— Exercise aim —
Print each record below character for character.

========================

PR #1031, opened 2016-11-30
Enhance post process classes commands with additional env vars

kageiit:
This makes the `classpath` and `bootclasspath` (if available) of a jvm target available to `postProcessClassesCommands`. This is very useful to be able to do bytecode manipulation of the output classes with tools like retrolamdba etc.

### DIFF
--- a/src/com/facebook/buck/jvm/java/BaseCompileToJarStepFactory.java
+++ b/src/com/facebook/buck/jvm/java/BaseCompileToJarStepFactory.java
@@ -23,12 +23,16 @@ import com.facebook.buck.rules.BuildContext;
 import com.facebook.buck.rules.BuildableContext;
 import com.facebook.buck.rules.SourcePathResolver;
 import com.facebook.buck.shell.BashStep;
+import com.facebook.buck.step.ExecutionContext;
 import com.facebook.buck.step.Step;
 import com.google.common.annotations.VisibleForTesting;
 import com.google.common.base.Function;
+import com.google.common.base.Joiner;
 import com.google.common.collect.ImmutableList;
+import com.google.common.collect.ImmutableMap;
 import com.google.common.collect.ImmutableSet;
 import com.google.common.collect.ImmutableSortedSet;
+import com.google.common.collect.Iterables;
 import com.google.common.collect.Lists;
 
 import java.nio.file.Path;
@@ -83,9 +87,11 @@ public abstract class BaseCompileToJarStepFactory implements CompileToJarStepFac
         buildableContext);
 
     steps.addAll(Lists.newCopyOnWriteArrayList(addPostprocessClassesCommands(
-        filesystem.getRootPath(),
+        filesystem,
         postprocessClassesCommands,
-        outputDirectory)));
+        outputDirectory,
+        declaredClasspathEntries,
+        getBootClasspath())));
 
     steps.add(
         new JarDirectoryStep(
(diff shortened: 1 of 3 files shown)


kageiit:
cc @dreiss

src/com/facebook/buck/jvm/java/BaseCompileToJarStepFactory.java
```diff
@@ -16,19 +16,24 @@
 
 package com.facebook.buck.jvm.java;
 
+import com.facebook.buck.android.AndroidPlatformTarget;
```
dreiss: I'd like to avoid having this Java code relying on anything Android-specific.  Can the required information be passed from above in some generic way?  ("extraEnvironmentForPostprocessing" or something like that?)

src/com/facebook/buck/jvm/java/BaseCompileToJarStepFactory.java
```diff
@@ -109,19 +116,51 @@ public void createCompileToJarStep(
...
       List<String> postprocessClassesCommands,
-      Path outputDirectory) {
+      Path outputDirectory,
+      ImmutableSortedSet<Path> declaredClasspathEntries) {
     ImmutableList.Builder<Step> commands = new ImmutableList.Builder<Step>();
+
+    ImmutableMap.Builder<String, String> envVarBuilder = ImmutableMap.builder();
+    if (!postprocessClassesCommands.isEmpty()) {
+      envVarBuilder.put(
+          "CLASSPATH",
```
dreiss: Doesn't the "CLASSPATH" variable get special treatment by `java`?  Can this be renamed to something more specific like `COMPILATION_CLASSPATH`?

src/com/facebook/buck/jvm/java/BaseCompileToJarStepFactory.java
```diff
@@ -109,19 +116,51 @@ public void createCompileToJarStep(
...
+      BuildContext context,
+      ProjectFilesystem filesystem,
       List<String> postprocessClassesCommands,
-      Path outputDirectory) {
+      Path outputDirectory,
+      ImmutableSortedSet<Path> declaredClasspathEntries) {
     ImmutableList.Builder<Step> commands = new ImmutableList.Builder<Step>();
+
+    ImmutableMap.Builder<String, String> envVarBuilder = ImmutableMap.builder();
+    if (!postprocessClassesCommands.isEmpty()) {
```
dreiss: Maybe just check this at the top and return an empty list?

src/com/facebook/buck/jvm/java/BaseCompileToJarStepFactory.java
kageiit: Done

src/com/facebook/buck/jvm/java/BaseCompileToJarStepFactory.java
```diff
@@ -98,6 +104,10 @@ public void createCompileToJarStep(
             classesToRemoveFromJar));
   }
 
+  Optional<String> getBootClasspath() {
```
dreiss: This feels like it should be abstract and return a non-optional String.  Do kotlin/groovy/scala not have this concept?  Can you document when and how a subclass should be overriding this?

src/com/facebook/buck/jvm/java/BaseCompileToJarStepFactory.java
```diff
@@ -109,19 +119,46 @@ public void createCompileToJarStep(
...
+        "COMPILATION_CLASSPATH",
+        Joiner.on(':').join(
+            Iterables.transform(
+                declaredClasspathEntries,
+                filesystem::resolve)));
+
+    if (bootClasspath.isPresent()) {
+      envVarBuilder.put("COMPILATION_BOOTCLASSPATH", bootClasspath.get());
+    }
+    final ImmutableMap<String, String> envVars = envVarBuilder.build();
```
dreiss: I don't think this needs to be final in Java 8.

========================

— Task answer —
PR #1031, opened 2016-11-30
Enhance post process classes commands with additional env vars

kageiit:
This makes the `classpath` and `bootclasspath` (if available) of a jvm target available to `postProcessClassesCommands`. This is very useful to be able to do bytecode manipulation of the output classes with tools like retrolamdba etc.

### DIFF
--- a/src/com/facebook/buck/jvm/java/BaseCompileToJarStepFactory.java
+++ b/src/com/facebook/buck/jvm/java/BaseCompileToJarStepFactory.java
@@ -23,12 +23,16 @@ import com.facebook.buck.rules.BuildContext;
 import com.facebook.buck.rules.BuildableContext;
 import com.facebook.buck.rules.SourcePathResolver;
 import com.facebook.buck.shell.BashStep;
+import com.facebook.buck.step.ExecutionContext;
 import com.facebook.buck.step.Step;
 import com.google.common.annotations.VisibleForTesting;
 import com.google.common.base.Function;
+import com.google.common.base.Joiner;
 import com.google.common.collect.ImmutableList;
+import com.google.common.collect.ImmutableMap;
 import com.google.common.collect.ImmutableSet;
 import com.google.common.collect.ImmutableSortedSet;
+import com.google.common.collect.Iterables;
 import com.google.common.collect.Lists;
 
 import java.nio.file.Path;
@@ -83,9 +87,11 @@ public abstract class BaseCompileToJarStepFactory implements CompileToJarStepFac
         buildableContext);
 
     steps.addAll(Lists.newCopyOnWriteArrayList(addPostprocessClassesCommands(
-        filesystem.getRootPath(),
+        filesystem,
         postprocessClassesCommands,
-        outputDirectory)));
+        outputDirectory,
+        declaredClasspathEntries,
+        getBootClasspath())));
 
     steps.add(
         new JarDirectoryStep(
(diff shortened: 1 of 3 files shown)


kageiit:
cc @dreiss

src/com/facebook/buck/jvm/java/BaseCompileToJarStepFactory.java
```diff
@@ -16,19 +16,24 @@
 
 package com.facebook.buck.jvm.java;
 
+import com.facebook.buck.android.AndroidPlatformTarget;
```
dreiss: I'd like to avoid having this Java code relying on anything Android-specific.  Can the required information be passed from above in some generic way?  ("extraEnvironmentForPostprocessing" or something like that?)

src/com/facebook/buck/jvm/java/BaseCompileToJarStepFactory.java
```diff
@@ -109,19 +116,51 @@ public void createCompileToJarStep(
...
       List<String> postprocessClassesCommands,
-      Path outputDirectory) {
+      Path outputDirectory,
+      ImmutableSortedSet<Path> declaredClasspathEntries) {
     ImmutableList.Builder<Step> commands = new ImmutableList.Builder<Step>();
+
+    ImmutableMap.Builder<String, String> envVarBuilder = ImmutableMap.builder();
+    if (!postprocessClassesCommands.isEmpty()) {
+      envVarBuilder.put(
+          "CLASSPATH",
```
dreiss: Doesn't the "CLASSPATH" variable get special treatment by `java`?  Can this be renamed to something more specific like `COMPILATION_CLASSPATH`?

src/com/facebook/buck/jvm/java/BaseCompileToJarStepFactory.java
```diff
@@ -109,19 +116,51 @@ public void createCompileToJarStep(
...
+      BuildContext context,
+      ProjectFilesystem filesystem,
       List<String> postprocessClassesCommands,
-      Path outputDirectory) {
+      Path outputDirectory,
+      ImmutableSortedSet<Path> declaredClasspathEntries) {
     ImmutableList.Builder<Step> commands = new ImmutableList.Builder<Step>();
+
+    ImmutableMap.Builder<String, String> envVarBuilder = ImmutableMap.builder();
+    if (!postprocessClassesCommands.isEmpty()) {
```
dreiss: Maybe just check this at the top and return an empty list?

src/com/facebook/buck/jvm/java/BaseCompileToJarStepFactory.java
kageiit: Done

src/com/facebook/buck/jvm/java/BaseCompileToJarStepFactory.java
```diff
@@ -98,6 +104,10 @@ public void createCompileToJarStep(
             classesToRemoveFromJar));
   }
 
+  Optional<String> getBootClasspath() {
```
dreiss: This feels like it should be abstract and return a non-optional String.  Do kotlin/groovy/scala not have this concept?  Can you document when and how a subclass should be overriding this?

src/com/facebook/buck/jvm/java/BaseCompileToJarStepFactory.java
```diff
@@ -109,19 +119,46 @@ public void createCompileToJarStep(
...
+        "COMPILATION_CLASSPATH",
+        Joiner.on(':').join(
+            Iterables.transform(
+                declaredClasspathEntries,
+                filesystem::resolve)));
+
+    if (bootClasspath.isPresent()) {
+      envVarBuilder.put("COMPILATION_BOOTCLASSPATH", bootClasspath.get());
+    }
+    final ImmutableMap<String, String> envVars = envVarBuilder.build();
```
dreiss: I don't think this needs to be final in Java 8.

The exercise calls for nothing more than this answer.